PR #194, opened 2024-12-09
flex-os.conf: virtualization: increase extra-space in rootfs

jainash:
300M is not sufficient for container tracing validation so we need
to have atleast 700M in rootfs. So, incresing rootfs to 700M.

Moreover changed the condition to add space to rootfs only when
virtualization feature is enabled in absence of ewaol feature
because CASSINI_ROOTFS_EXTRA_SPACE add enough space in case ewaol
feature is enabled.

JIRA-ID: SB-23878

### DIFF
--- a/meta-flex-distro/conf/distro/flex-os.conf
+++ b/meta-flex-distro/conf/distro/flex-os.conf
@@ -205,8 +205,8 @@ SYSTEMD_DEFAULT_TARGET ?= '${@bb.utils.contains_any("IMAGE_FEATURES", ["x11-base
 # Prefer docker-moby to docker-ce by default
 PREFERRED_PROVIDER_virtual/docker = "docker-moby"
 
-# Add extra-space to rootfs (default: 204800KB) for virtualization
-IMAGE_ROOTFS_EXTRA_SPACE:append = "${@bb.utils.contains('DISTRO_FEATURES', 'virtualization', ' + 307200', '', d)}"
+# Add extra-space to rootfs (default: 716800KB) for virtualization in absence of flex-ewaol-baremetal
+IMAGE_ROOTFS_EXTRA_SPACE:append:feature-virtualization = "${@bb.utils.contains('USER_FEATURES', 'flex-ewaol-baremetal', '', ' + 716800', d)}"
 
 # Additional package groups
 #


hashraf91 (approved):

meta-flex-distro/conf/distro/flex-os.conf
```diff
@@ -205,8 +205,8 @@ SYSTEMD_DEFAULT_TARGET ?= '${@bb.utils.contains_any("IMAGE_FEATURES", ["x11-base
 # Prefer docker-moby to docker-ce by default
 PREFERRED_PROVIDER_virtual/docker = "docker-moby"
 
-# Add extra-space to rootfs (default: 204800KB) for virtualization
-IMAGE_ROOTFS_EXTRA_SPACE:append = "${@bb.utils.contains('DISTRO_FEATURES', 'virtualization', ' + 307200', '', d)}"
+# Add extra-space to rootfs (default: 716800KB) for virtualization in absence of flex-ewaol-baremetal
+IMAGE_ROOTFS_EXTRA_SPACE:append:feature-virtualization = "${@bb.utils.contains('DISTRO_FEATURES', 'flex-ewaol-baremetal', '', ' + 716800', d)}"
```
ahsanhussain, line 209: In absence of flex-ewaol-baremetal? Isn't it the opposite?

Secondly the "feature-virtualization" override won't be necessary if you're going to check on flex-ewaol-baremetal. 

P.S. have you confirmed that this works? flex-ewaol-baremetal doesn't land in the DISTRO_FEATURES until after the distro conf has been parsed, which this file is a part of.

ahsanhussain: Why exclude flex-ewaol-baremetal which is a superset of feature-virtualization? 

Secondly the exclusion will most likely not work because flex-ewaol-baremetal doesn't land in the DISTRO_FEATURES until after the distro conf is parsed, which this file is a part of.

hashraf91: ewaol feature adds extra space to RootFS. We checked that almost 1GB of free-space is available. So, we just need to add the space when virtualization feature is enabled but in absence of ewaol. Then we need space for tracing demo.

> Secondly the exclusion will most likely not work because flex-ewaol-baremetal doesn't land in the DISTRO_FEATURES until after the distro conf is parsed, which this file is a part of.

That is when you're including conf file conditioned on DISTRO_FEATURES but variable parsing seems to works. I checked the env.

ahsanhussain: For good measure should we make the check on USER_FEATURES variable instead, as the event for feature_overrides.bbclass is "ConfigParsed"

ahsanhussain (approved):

* * * * *

Activity:
All of the data above is to be transcribed without alteration.

Response to the task:
PR #194, opened 2024-12-09
flex-os.conf: virtualization: increase extra-space in rootfs

jainash:
300M is not sufficient for container tracing validation so we need
to have atleast 700M in rootfs. So, incresing rootfs to 700M.

Moreover changed the condition to add space to rootfs only when
virtualization feature is enabled in absence of ewaol feature
because CASSINI_ROOTFS_EXTRA_SPACE add enough space in case ewaol
feature is enabled.

JIRA-ID: SB-23878

### DIFF
--- a/meta-flex-distro/conf/distro/flex-os.conf
+++ b/meta-flex-distro/conf/distro/flex-os.conf
@@ -205,8 +205,8 @@ SYSTEMD_DEFAULT_TARGET ?= '${@bb.utils.contains_any("IMAGE_FEATURES", ["x11-base
 # Prefer docker-moby to docker-ce by default
 PREFERRED_PROVIDER_virtual/docker = "docker-moby"
 
-# Add extra-space to rootfs (default: 204800KB) for virtualization
-IMAGE_ROOTFS_EXTRA_SPACE:append = "${@bb.utils.contains('DISTRO_FEATURES', 'virtualization', ' + 307200', '', d)}"
+# Add extra-space to rootfs (default: 716800KB) for virtualization in absence of flex-ewaol-baremetal
+IMAGE_ROOTFS_EXTRA_SPACE:append:feature-virtualization = "${@bb.utils.contains('USER_FEATURES', 'flex-ewaol-baremetal', '', ' + 716800', d)}"
 
 # Additional package groups
 #


hashraf91 (approved):

meta-flex-distro/conf/distro/flex-os.conf
```diff
@@ -205,8 +205,8 @@ SYSTEMD_DEFAULT_TARGET ?= '${@bb.utils.contains_any("IMAGE_FEATURES", ["x11-base
 # Prefer docker-moby to docker-ce by default
 PREFERRED_PROVIDER_virtual/docker = "docker-moby"
 
-# Add extra-space to rootfs (default: 204800KB) for virtualization
-IMAGE_ROOTFS_EXTRA_SPACE:append = "${@bb.utils.contains('DISTRO_FEATURES', 'virtualization', ' + 307200', '', d)}"
+# Add extra-space to rootfs (default: 716800KB) for virtualization in absence of flex-ewaol-baremetal
+IMAGE_ROOTFS_EXTRA_SPACE:append:feature-virtualization = "${@bb.utils.contains('DISTRO_FEATURES', 'flex-ewaol-baremetal', '', ' + 716800', d)}"
```
ahsanhussain, line 209: In absence of flex-ewaol-baremetal? Isn't it the opposite?

Secondly the "feature-virtualization" override won't be necessary if you're going to check on flex-ewaol-baremetal. 

P.S. have you confirmed that this works? flex-ewaol-baremetal doesn't land in the DISTRO_FEATURES until after the distro conf has been parsed, which this file is a part of.

ahsanhussain: Why exclude flex-ewaol-baremetal which is a superset of feature-virtualization? 

Secondly the exclusion will most likely not work because flex-ewaol-baremetal doesn't land in the DISTRO_FEATURES until after the distro conf is parsed, which this file is a part of.

hashraf91: ewaol feature adds extra space to RootFS. We checked that almost 1GB of free-space is available. So, we just need to add the space when virtualization feature is enabled but in absence of ewaol. Then we need space for tracing demo.

> Secondly the exclusion will most likely not work because flex-ewaol-baremetal doesn't land in the DISTRO_FEATURES until after the distro conf is parsed, which this file is a part of.

That is when you're including conf file conditioned on DISTRO_FEATURES but variable parsing seems to works. I checked the env.

ahsanhussain: For good measure should we make the check on USER_FEATURES variable instead, as the event for feature_overrides.bbclass is "ConfigParsed"

ahsanhussain (approved):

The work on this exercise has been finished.